» **WHAT YOU SHOULD DO**:
Please transcribe the listing below with every word intact.

» **DATA SECTION**:
* * * * * * *

PR #229, opened 2024-07-02
Addition of cropping.py

alishbaimran:
Sample script to index into either time, channels, z, y, and x into an existing ome-zarr store and create a new ome-zarr store with crops. Code is currently structured as a class with some helper methods but can be re-factored as some utils methods that are used in the script directly (without the class structure).

### DIFF
--- a/iohub/cropping.py
+++ b/iohub/cropping.py
@@ -61,23 +61,21 @@ class OMEZarrHandler:
     def slice_and_assign(self):
         print("Starting slice and assign process")
         
-        # Open the base OME-Zarr store
+        # Open OME-Zarr store
         ds = self.open_zarr_store(self.base_path)
         
         # Get positions and channel indices
         positions = self.get_positions(ds)
         channel_indices = self.get_channel_indices(ds)
 
-        # Set shape, chunks, and scale based on an example position
+        # Set shape, chunks, and scale 
         example_position = positions[0][1]  
         array_shape = example_position['0'].shape
         scale = example_position.scale
         shape = self.calculate_shape(array_shape)
         chunks = (1, 1, 1, shape[3], shape[4])
 
-        #scale = (1.0, 1.0, 0.23947195669052998, 0.39464974089282584, 0.39464974106189504)
-
-        # Generate position keys
+        # position keys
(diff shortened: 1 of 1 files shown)


edyoshikun (commented):
As discussed in our meeting with @talonchandler. I think the convenience functions like `get_positions` and`get_channel_indices` would be great to have inside iohub.
@ziw-liu what would be a good place to have these (iohub.ngff?)

iohub/cropping.py
```diff
@@ -0,0 +1,116 @@
...
+
+        # Set shape, chunks, and scale 
+        example_position = positions[0][1]  
+        array_shape = example_position['0'].shape
+        scale = example_position.scale
+        shape = self.calculate_shape(array_shape)
+        chunks = (1, 1, 1, shape[3], shape[4])
+
+        # position keys
+        position_keys = [self.validate_position_key(path) for path, _ in positions]
```
edyoshikun, line 79: could run everything in a single for loop

ziw-liu:
> As discussed in our meeting with @talonchandler. I think the convenience functions like `get_positions` and`get_channel_indices` would be great to have inside iohub. @ziw-liu what would be a good place to have these (iohub.ngff?)

Can you explain why is `list(plate.positions())` needed as a separate API?
Also note that [`NGFFNode.get_channel_index()`](https://czbiohub-sf.github.io/iohub/main/api/ngff.html#iohub.ngff.NGFFNode.get_channel_index) exists.

JoOkuma:
Feel free to ignore this comment because no one asked for my review.

Since the unified API was merged, I think it would be nice for this function to take a `BaseFOVMapping` as input and crop to HCS ome-Zarr. This could help crop any format without converting to ome-zarr and kind of "future proof".

ziw-liu:
> Feel free to ignore this comment because no one asked for my review.
> 
> Since the unified API was merged, I think it would be nice for this function to take a `BaseFOVMapping` as input and crop to HCS ome-Zarr. This could help crop any format without converting to ome-zarr and kind of "future proof".

The catch here is that OME-Zarr UAPI is still pending...

ziw-liu:
Replaced by `biahub concatenate`.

* * * * * * *

» **SOLUTION TO THIS EXERCISE**:
PR #229, opened 2024-07-02
Addition of cropping.py

alishbaimran:
Sample script to index into either time, channels, z, y, and x into an existing ome-zarr store and create a new ome-zarr store with crops. Code is currently structured as a class with some helper methods but can be re-factored as some utils methods that are used in the script directly (without the class structure).

### DIFF
--- a/iohub/cropping.py
+++ b/iohub/cropping.py
@@ -61,23 +61,21 @@ class OMEZarrHandler:
     def slice_and_assign(self):
         print("Starting slice and assign process")
         
-        # Open the base OME-Zarr store
+        # Open OME-Zarr store
         ds = self.open_zarr_store(self.base_path)
         
         # Get positions and channel indices
         positions = self.get_positions(ds)
         channel_indices = self.get_channel_indices(ds)
 
-        # Set shape, chunks, and scale based on an example position
+        # Set shape, chunks, and scale 
         example_position = positions[0][1]  
         array_shape = example_position['0'].shape
         scale = example_position.scale
         shape = self.calculate_shape(array_shape)
         chunks = (1, 1, 1, shape[3], shape[4])
 
-        #scale = (1.0, 1.0, 0.23947195669052998, 0.39464974089282584, 0.39464974106189504)
-
-        # Generate position keys
+        # position keys
(diff shortened: 1 of 1 files shown)


edyoshikun (commented):
As discussed in our meeting with @talonchandler. I think the convenience functions like `get_positions` and`get_channel_indices` would be great to have inside iohub.
@ziw-liu what would be a good place to have these (iohub.ngff?)

iohub/cropping.py
```diff
@@ -0,0 +1,116 @@
...
+
+        # Set shape, chunks, and scale 
+        example_position = positions[0][1]  
+        array_shape = example_position['0'].shape
+        scale = example_position.scale
+        shape = self.calculate_shape(array_shape)
+        chunks = (1, 1, 1, shape[3], shape[4])
+
+        # position keys
+        position_keys = [self.validate_position_key(path) for path, _ in positions]
```
edyoshikun, line 79: could run everything in a single for loop

ziw-liu:
> As discussed in our meeting with @talonchandler. I think the convenience functions like `get_positions` and`get_channel_indices` would be great to have inside iohub. @ziw-liu what would be a good place to have these (iohub.ngff?)

Can you explain why is `list(plate.positions())` needed as a separate API?
Also note that [`NGFFNode.get_channel_index()`](https://czbiohub-sf.github.io/iohub/main/api/ngff.html#iohub.ngff.NGFFNode.get_channel_index) exists.

JoOkuma:
Feel free to ignore this comment because no one asked for my review.

Since the unified API was merged, I think it would be nice for this function to take a `BaseFOVMapping` as input and crop to HCS ome-Zarr. This could help crop any format without converting to ome-zarr and kind of "future proof".

ziw-liu:
> Feel free to ignore this comment because no one asked for my review.
> 
> Since the unified API was merged, I think it would be nice for this function to take a `BaseFOVMapping` as input and crop to HCS ome-Zarr. This could help crop any format without converting to ome-zarr and kind of "future proof".

The catch here is that OME-Zarr UAPI is still pending...

ziw-liu:
Replaced by `biahub concatenate`.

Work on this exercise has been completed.